Business leaders and technologists alike have latched on to information and, in particular, Big Data, as the next big thing with the phrase “Data is the new oil” popping up all over the place.
These comments are based on the simple fact that information volumes are growing exponentially, particularly in the realm of social media and the Internet.” Surely!”, the pundits claim. “Surely, with all this insight out there it must be possible to drive massive commercial benefits – for marketing, for sales, for Research and Development.”
In practice, poor data quality already has a significant impact on business’ ability to function. A simple example, many corporations still function as groups of business units – each with their own systems, data stores and processes. Customer master and behavioral records can be split across business units, product systems or accounts.

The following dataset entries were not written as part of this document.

PR #2126, opened 2024-06-03
Fix/kan-ikke-velge-underenhet-2033

HauklandJ:
## Description

The issue was that `validParties` did not account for childParties.

Set valid parties based on the configuration in application metadata. 
The app metdata defines "partyTypesAllowed" - use this to filter out disallowed types.

## Related Issue(s)

- closes #2033

## Verification/QA
https://github.com/Altinn/app-frontend-react/assets/42615991/aabcc079-2e6e-4139-8faf-76edf495a117
- Manual functionality testing
  - [x] I have tested these changes manually
  - [ ] Creator of the original issue (or service owner) has been contacted for manual testing (or will be contacted when released in alpha)
- Automated tests
  - [x] Unit test(s) have been added/updated
  - [ ] Cypress E2E test(s) have been added/updated
  - [ ] No automatic tests are needed here (no functional changes/additions)
  - [ ] I want someone to help me make some tests
- UU/WCAG ([follow these guidelines](https://aksel.nav.no/god-praksis/artikler/utvikling?tema=universell-utforming) until we have our own)
  - [ ] I have tested with a screen reader/keyboard navigation/automated wcag validator
  - [x] No testing done/necessary (no DOM/visual changes)
  - [ ] I want someone to help me perform accessibility testing
- User documentation @ [altinn-studio-docs](https://github.com/Altinn/altinn-studio-docs)
  - [ ] Has been added/updated
  
  - [x] No functionality has been changed/added, so no documentation is needed
  - [ ] I will do that later/have created an issue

This kind of siloed approach makes it difficult, if not impossible, to gain an accurate, enterprise level view of customer spending habits, total value, or, in many cases, even a consistent view of standard information such as telephone number or address, as clients may update one system with more recent details but neglect to update others.
Small wonder, then, that companies struggle to gain an accurate understanding of customer behavior, in spite of millions spent on business analytics and reporting tools. Adding large volumes of poor quality Internet feeds to this mess exacerbates the problem!

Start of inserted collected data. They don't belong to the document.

PR #2324, opened 2024-08-21
Feat: External API

### LINKED ISSUE #2207: Støtte for externt api i expressions

cammiida:
## Description
Can be easiest to read this PR commit for commit. 

Adds support for referring to an external api in expressions.
Fetches all external api ids from application metadata and fetches the corresponding data from the relative endpoints on the backend.

## Related Issue(s)

- closes #2207 

## Verification/QA

- Automated tests
  - [ ] Has been added/updated
  
- Support in Altinn Studio
  
- Sprint board
- Labels


src/utils/layout/useExpressionDataSources.ts
```diff
@@ -37,6 +73,9 @@ export function useExpressionDataSources(): ExpressionDataSources {
   const nodeTraversal = useNodeTraversalSelectorLax();
   const transposeSelector = useDataModelBindingTranspose();
 
+  const externalApiIds = useApplicationMetadata().externalApiIds ?? [];
+  const externalApis = useExternalApis(externalApiIds);
```
olemartinorg, line 77: Hmm, this would mean that everyone using expression data sources (everywhere expressions are resolved) will  have to re-render whenever external API data sources change. Right now, it doesn't seem like cache invalidation and re-fetching is implemented though, so this is fine for now. :raised_hands:

I vaguely recall us discussing how that could be done, and what it would affect, but maybe we concluded to delay that until later? :thinking: Correct me if I'm wrong!

src/features/applicationMetadata/types.ts
```diff
@@ -12,26 +12,20 @@ export interface IncomingApplicationMetadata {
   org: string;
   partyTypesAllowed: IPartyTypesAllowed;
   dataTypes: IDataType[];
-  altinnNugetVersion?: string;
   autoDeleteOnProcessEnd: boolean;
-  onEntry?: IOnEntry;
   features?: Partial<IBackendFeaturesState>;
   promptForParty?: 'always' | 'never';
+  externalApiIds?: string[];
```
olemartinorg, line 18: Expanding the `applicationmetadata` file is a bit tricky, since so many different packages use this file, and we've seen before that we quickly end up in a situation where one package (i.e. Studio) removes unknown properties and re-deploys the file without them.

But what we _did_ do is adding custom stuff just between app-frontend-react and app-lib-dotnet, such as the `altinnNugetVersion` property. So when the backend reads the file from disk, it will add in bits and bobs we need, including that version number, feature flags enabled for the app, etc. So maybe that's the best way forwards? I.e. get the backend to generate a list of allowed external apis from what's implemented, and return those together with the rest of the metadata. Saves us a request as well. :raised_hands:

src/features/expressions/ExprContext.ts
```diff
@@ -1,148 +0,0 @@
...
-export interface PrettyErrorsOptions {
-  config?: ExprConfig;
-  introText?: string;
-}
-
-/**
- * The expression context object is passed around when executing/evaluating an expression, and is
- * a toolbox for expressions to resolve lookups in data sources, getting the current node, etc.
- */
-export class ExprContext {
```
olemartinorg, line 51: Good job cleaning this up! :star_struck: :clap:

src/features/expressions/expression-functions.ts
```diff
@@ -0,0 +1,605 @@
...
+        path && externalApiData && typeof externalApiData === 'object'
+          ? dot.pick(path, externalApiData)
+          : externalApiData;
+
+      if (!res) {
+        return ''; // Print error?
+      }
+
+      if (typeof res === 'object') {
+        return JSON.stringify(res);
```
olemartinorg, line 307: I would prefer returning null in that case. We want to add list and object support in the future (#1179), and it's best if app developers start getting used to this returning a JSON string they could try to substring their way out of, which we'll later swap out with real object/arrays... :scream: Currently, `dataModel` lookups also returns null when an object or array is found.

src/features/expressions/shared-tests/functions/externalApi/should-return-empty-string-on-undefined-result.json
```diff
@@ -0,0 +1,6 @@
+{
+  "name": "Should return empty string on undefined result",
+  "expression": ["externalApi", "testId", "results[0].id"],
+  "expects": "",
```
olemartinorg, line 4: I prefer null in this case as well, which is more consistent with the rest of the expression language

src/features/expressions/shared-tests/functions/externalApi/should-pick-data-with-nested-path.json
```diff
@@ -0,0 +1,6 @@
+{
+  "name": "Should pick data with nested path",
+  "expression": ["externalApi", "testId", "results[0].id"],
+  "expects": "1",
+  "externalApis": { "testId": { "data": { "results": [{ "id": "1" }] } } }
```
olemartinorg, line 5: Any reason this is packed inside `data` and `results`? :thinking: Can there be more information outside `data`? If it's a direct mapping to the results from `useQuery()`, we can't really tie this all to a frontend-only tech, as these expressions should run on the backend as well.

Also, from reading this and other tests, it kindof looks like all these looks have to start with `results...`? I would think less generically-sounding test data would resolve my misunderstanding, i.e. if the data were something like `{ "Cars": [{ "Brand": "BMW" }, { "Brand": "Lada" }] }`

src/features/expressions/shared-tests/functions/externalApi/should-return-empty-string-when-path-does-not-exist.json
```diff
@@ -0,0 +1,6 @@
+{
+  "name": "Should return empty string on undefined result",
+  "expression": ["externalApi", "testId", "non.existent.path"],
+  "expects": "",
```
olemartinorg, line 4: Same here, this should also return null

olemartinorg (approved):
Great work!! :rocket: :clap:

src/features/applicationMetadata/types.ts
cammiida: Yes, that would be much better than having the application developers define it 👌

src/features/expressions/expression-functions.ts
cammiida: Makes sense, and probably results in less maintenance too.

src/utils/layout/useExpressionDataSources.ts
cammiida: Good point, I had totally forgotten to add `staleTime`. The data will only change when the cache entry is stale or invalidated, so I setting `staleTime` for this query to 10 min or something would ensure the data to be _relatively_ fresh whilst not having to update very often. But we probably have to have to dig a bit deeper soon to find out sane defaults, or maybe if we want the user to be able to set them 🤷‍♀️ 

What'chu think?

olemartinorg: The way it is now, that would mean that we'd have a once-every-10min full re-run of all expressions (in apps that use external APIs). Also, that might just make things harder to debug when we don't have any other mechanisms that behave like that. (I.e. "this is not right, let me just write a message about it to....wait, it fixed itself?? I must have been seeing things!")

We've used the `mapping` property (and the now more modern and capable `queryParameters`) for these things in components before, as a mechanism to invalidate caches and re-fetch options. I think we should introduce something later when (we know the use-cases better? or maybe that's just me). And at that point, it would be natural to use a (delayed) selector instead of the full query results - but, you know, that would also mean that we'd have to jam the query result into a zustand store.. :face_with_peeking_eye:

In order to drive value from Big Data companies must achieve two key data quality goals. Firstly, companies must identify relationships between client data held internally, in traditional data stores such as the CRM or Billing systems, and client data held in Big Data sources such as Social Media. For example, short term insurance companies can use driving patterns drawn from vehicle tracking systems, or mobile telephones, to better assess the risk profiles of individual drivers – but only if the link between the driver and the vehicle is clearly understood.

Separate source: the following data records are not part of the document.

PR #2326, opened 2024-08-21
Add regression test for PaymentDetails component

Magnusrm:
## Description

Adding a cypress test make sure orderlines are fetched and displayed for PaymentDetails component.

## Related Issue(s)

- closes #{issue number}

## Verification/QA

- Automated tests
  - [ ] Has been added/updated
  
- Support in Altinn Studio
  
- Sprint board
- Labels

### DIFF
--- a/test/e2e/integration/payment-test/payment.ts
+++ b/test/e2e/integration/payment-test/payment.ts
@@ -77,4 +77,17 @@ describe('Payment', () => {
       });
     });
   });
+
+  describe('PaymentInformation component', () => {
+    it('should display the payment information', () => {
+      // hiding the payment details component on the page where the orderlines are created in order to test the
+      // payment information component fetching order details on first render
+      cy.interceptLayout('05GoodsAndServices', (component) => {
+        if (component.id === 'paymentDetails' && component.type === 'PaymentDetails') {
+          component.hidden = true;
+        }
+      });
+      cy.findByRole('row', { name: /1 - test 1 1000 NOK/ }).should('exist');
+    });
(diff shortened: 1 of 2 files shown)


test/e2e/integration/payment-test/payment.ts
```diff
@@ -77,4 +77,17 @@ describe('Payment', () => {
       });
     });
   });
+
+  describe('PaymentInformation component', () => {
+    it('should display the payment information', () => {
+      // hiding the payment details component on the page where the orderlines are created in order to test the
+      // payment information component fetching order details on first render
+      cy.interceptLayout('05GoodsAndServices', (component) => {
```
adamhaeger, line 85: Hmm why do you need to hide this? Arent we then messing with the layout? This state would never happen for the user right?

olemartinorg: Usually when I test things like this, I make `hidden` an expression instead. When it's just `true` the component will always be hidden, and you're just simulating an app where the component never shows up. What's more interesting to test is, I would assume, that if the expression result changes and the component now _should show up_, the query runs and the freshest data is fetched.

Magnusrm: I am not testing on the component i am hiding in this case. There exists another PaymentDetails component on the last page in the data task, where it is being rendered after the order details have changed after the initial pre-fetch. 

I am hiding this component because it exists on the same page where the order-details are being created and it has a hook that performs a re-fetch when the relevant datamodel fields change.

Secondly, companies must cut volumes down to manageable sizes by filtering poor quality and irrelevant sources from their feeds before these enter the organization,or risk overwhelming management and storage costs. The same insurance company should not be interested in the driving behaviour of an uninsured third party, for example,
Historically, companies have struggled to manage data quality, even without the complexities added by trendy, new datasources. An enterprise Data Governance strategy should include a measurable enterprise Data Quality plan, in order to minimse the impact of Big Data on analytics and operations.
Big Data adds an additional challenge – companies must ensure that the goal of increased insight does not put them in breach of privacy legislation. Increasingly, global legislation is intended to protect the rights of individuals, and companies, from the unauthorized use of personal records for purposes for which it was not intended. Companies should ensure that their Data Governance programs are designed to ensure both the appropriate use of information, as well as the quality there of.
Good quality enterprise data is an essential building block for successful analytics, whether for Big Data or otherwise.